Law Library Stacks
courtesy of Mr. T in DC
The Washington Post ran an editorial on June 30th opining that perhaps the District shouldn’t be seeking new FOIA exemptions during a time when corruption scandals seem to be plentiful. July 3rd saw a response from DC Attorney General Irvin B. Nathan asserting that this is more about balancing extensively broad requests against the limited time available to make sure they don’t disclose sensitive information.
My suggestion would be that the next time the administration wants to put forth this sort of claim they might want to have it penned by someone whose office wasn’t given a vicious beatdown by a DC Superior Court judge for their rubber-stamping of records request denials… on the entirely false basis that there’s sensitive information in them.

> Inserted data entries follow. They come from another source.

PR #5700, opened 2025-06-26
[BUG FIX] [MER-4591] Ingest failing on some courses

nicocirio:
[Link](https://eliterate.atlassian.net/browse/MER-4591) to the ticket

The function `rewire_activity_references/2` was reverted to return the mapper (like the other `rewire_*` functions of the `Oli.Interop.Ingest.Processing.Rewiring` module), restoring the expected contract and fixing the import process. 
A test was added to ensure this contract is enforced in the future.

### Before

https://github.com/user-attachments/assets/9970d6e4-2f23-4ac6-a9f0-e1ac2a13f88a

### After

https://github.com/user-attachments/assets/5f574867-436f-4b8c-809e-790cae90cfca

### DIFF
--- a/lib/oli/interop/ingest/processor/rewiring.ex
+++ b/lib/oli/interop/ingest/processor/rewiring.ex
@@ -1,4 +1,10 @@
 defmodule Oli.Interop.Ingest.Processing.Rewiring do
+  @moduledoc """
+  Rewiring functions for the ingest processor.
+  This module is responsible for rewiring (updating or remapping) references inside content data structures during an ingest (import) process.
+  When content is imported, IDs for activities, tags, bibliographic references, etc., may change. This module updates those references in the content to point to the new, correct IDs.
+  """
+
   alias Oli.Resources.PageContent
 
   defp retrieve(map, key) do
--- a/test/oli/interop/ingest/processor/rewiring_test.exs
+++ b/test/oli/interop/ingest/processor/rewiring_test.exs
@@ -1,0 +1,131 @@
+defmodule Oli.Interop.Ingest.Processing.RewiringTest do
+  use ExUnit.Case, async: true
+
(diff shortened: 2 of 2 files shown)


lib/oli/interop/ingest/processor/products.ex
```diff
@@ -105,7 +105,7 @@ defmodule Oli.Interop.Ingest.Processor.Products do
 
     {certificate_params, new_product_attrs} =
       case Map.get(product, "certificate") do
-        nil ->
+        cert when cert in [nil, "null"] ->
```
Francisco-Castro, line 108: Just curious—why did we add another type to check?

lib/oli/interop/ingest/processor/rewiring.ex
```diff
@@ -13,28 +19,24 @@ defmodule Oli.Interop.Ingest.Processing.Rewiring do
 
   @spec rewire_activity_references(map(), any) :: map()
```
Francisco-Castro, line 20: Interesting that Dialyzer didn't catch the mismatch! 🤔

Francisco-Castro (approved):
Great job! 🏅 Thanks for adding tests to the Rewiring module.

I tested locally with a course that was previously failing, and it was successfully ingested now.

lib/oli/interop/ingest/processor/products.ex
nicocirio: Oh, I forgot to comment on that in the description; while testing with various .zip files, one exported from Proton failed. After inspecting the JSON, I realized it was because the `certificates` key had a "null" value.

image

Francisco-Castro: Good catch! Thanks for the explanation.

PR #5703, opened 2025-06-27
[BUG FIX] [MER-4686] Can leave names empty on account editing

simonchoxx:
[MER-4686](https://eliterate.atlassian.net/browse/MER-4686)

This PR fixes the bug  view that allowed leaving the First Name and Last Name fields empty and saving the changes in the Account Settings. Now, the First Name cannot be empty and the Last Name must have at least two non-whitespace characters.

Additionally, the Full Name is automatically updated on the screen as the First Name or Last Name fields are edited. If the entered values do not meet the validation requirements, error messages are shown on the corresponding fields.

Both the First Name and Last Name are saved without leading or trailing spaces, as was already the case. This applies both when a user edits their own account and when an administrator edits another user’s account.

Author Account Settings

https://github.com/user-attachments/assets/9ac30013-a681-48af-a608-8279bf14be60

User Account Settings

https://github.com/user-attachments/assets/6619d7ca-e048-4471-a823-6a48265bd8cd

[MER-4686]: https://eliterate.atlassian.net/browse/MER-4686?atlOrigin=eyJpIjoiNWRkNTljNzYxNjVmNDY3MDlhMDU5Y2ZhYzA5YTRkZjUiLCJwIjoiZ2l0aHViLWNvbS1KU1cifQ

### DIFF
--- a/lib/oli/utils.ex
+++ b/lib/oli/utils.ex
@@ -533,4 +533,34 @@ defmodule Oli.Utils do
 
   defp compare(f, t, true), do: f <= t
   defp compare(f, t, false), do: f < t
+
+  @doc """
+  Validates the given_name and family_name fields.
+
+  ## Examples
+
+      iex> common_name_validations(changeset)
+      %Ecto.Changeset{data: %Author{}}
+
+      iex> common_name_validations(changeset)
+      %Ecto.Changeset{data: %User{}}
+
+  """
+  @spec common_name_validations(Ecto.Changeset.t()) :: Ecto.Changeset.t()
+  def common_name_validations(changeset) do
+    changeset
+    |> update_change(:given_name, &maybe_trim/1)
+    |> update_change(:family_name, &maybe_trim/1)
+    |> validate_length(:given_name, min: 1, message: "Please enter a First Name.")
+    |> validate_length(:family_name,
+      min: 2,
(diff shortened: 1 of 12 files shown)


lib/oli/utils.ex
```diff
@@ -533,4 +533,34 @@ defmodule Oli.Utils do
...
+      iex> common_name_validations(changeset)
+      %Ecto.Changeset{data: %User{}}
+
+  """
+  @spec common_name_validations(Ecto.Changeset.t()) :: Ecto.Changeset.t()
+  def common_name_validations(changeset) do
+    changeset
+    |> update_change(:given_name, &maybe_trim/1)
+    |> update_change(:family_name, &maybe_trim/1)
+    |> validate_length(:given_name, min: 1, message: "Please enter a First Name.")
```
nicocirio, line 554: As per the ticket requirements, the first name is not a required field.

nicocirio (changes requested):
Nice work!
We need to make a small adjustment to the required fields to match the ticket's description before merging the PR

lib/oli/utils.ex
simonchoxx: Thanks for the review! According to the expected behavior in the ticket the `first name` should be a required field!

```
Expected Behavior

The user cannot save the changes if the First and Last name inputs are empty.
```

PR #5708, opened 2025-06-27
[BUG FIX] [MER-4737] Fix LTI launches for H5P activities

eliknebel:
https://eliterate.atlassian.net/browse/MER-4737

- [x] NOTE: This PR is branched from `MER-4319-instructor-lti-data-passback`. [The Data Passback PR](https://github.com/Simon-Initiative/oli-torus/pull/5696) should be reviewed and landed before this one.

Fixes an issue where the LTI launches were missing some critical claims in order to function properly, specifically the 'context' claim in the delivery views. I also refactored this logic to clean up the implementation details and removed the now deprecated Platform Instances controller and views superseded by the new LTI External Tools admin interface.

This likely also fixes (at least some of) the launch issues seen in other LTI integrations as well.

With this fix in place, I was able to successfully launch into H2P and access the configuration view. From my testing, it seems that H2P doesn't respond to the roles provided from the launch, instead the H2P-specific role (e.g. administrator, author, learner) must be set in the H2P interface itself. Although more testing is warranted here to fully understand how this works. From Torus perspective, the appropriate roles are being passed along in the different contexts and this can be seen by testing with the [lti-example-tool](https://lti-example-tool.oli.cmu.edu), configured in tokamak as OLI Example Tool. It seems like either deep linking or custom parameter support is required to actually specify which activity to display in H5P.


lib/oli_web/controllers/lti_controller.ex
```diff
@@ -261,6 +171,104 @@ defmodule OliWeb.LtiController do
...
+
+    roles =
+      [
+        Lti_1p3.Roles.ContextRoles.get_role(:context_content_developer)
+      ] ++
+        if Oli.Accounts.is_admin?(author),
+          do: [
+            Lti_1p3.Roles.PlatformRoles.get_role(:system_administrator),
+            Lti_1p3.Roles.PlatformRoles.get_role(:institution_administrator),
+            Lti_1p3.Roles.ContextRoles.get_role(:context_content_developer)
```
gastonabella: Is it necessary to put this role twice?

gastonabella (commented):
Looks much cleaner now!
I wonder if we should remove `lib/oli_web/views/api/platform_instance_view.ex` and `lib/oli_web/views/platform_instance_view.ex` files as well.

lib/oli_web/controllers/lti_controller.ex
eliknebel: Ah, no good catch

PR #5710, opened 2025-07-01
[ENHANCEMENT] [TQA-9] Test scripts are added

lperezCES:


eliknebel:
For future PR's, it would be great if we had a link to the ticket in the description. Thanks!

I don’t think turnaround time is your problem, Mr Nathan. Perjuring one’s self, as Judge Macaluso asserts Assistant Chief of Police Patrick Burke and Assistant Attorney Chad W Copeland did when they claimed everything in a FOIA request was privileged or too difficult to redact, can be done quite quickly. Admittedly the time spent in court when someone calls you out on it is time consuming, but you make your trade-offs, yes?
If DC government isn’t responsibly using the exemptions currently given them, and lacks time to asses them properly – without lying, anyway – then how does adding more exemptions streamline the process?
Irv Nathan also fundamentally misstates the point of a Freedom of Information Act in his letter to the editor. There’s absolutely no similarity between a subpoena issued to a private business or member of the public and an FOI law. The latter exists, in part, to allow members of the public to harass the government, because that’s the only way we can keep them honest (so you can further argue that the ability to harass government officials is even MORE necessary in DC than other states, I suppose).
In any event, a FOI law is the result of a decision that citizens NEED the ability to oversee their government; laws allowing the issuance of subpoenas have always been limited to protect citizens FROM government abuse and harassment.
That didn’t even seem worth addressing to me; the obvious response to that is “a business isn’t paid for and existant to serve all citizens, dumbass.” It’s hard to see it as anything other than a disingenuous effort to garner sympathy. “Oh poor us, wouldn’t it be awful to have to live up to this standard?”
If it’s too much for you, AG Nathan, go into private practice. I’m not getting any sense that I, for one, would miss you.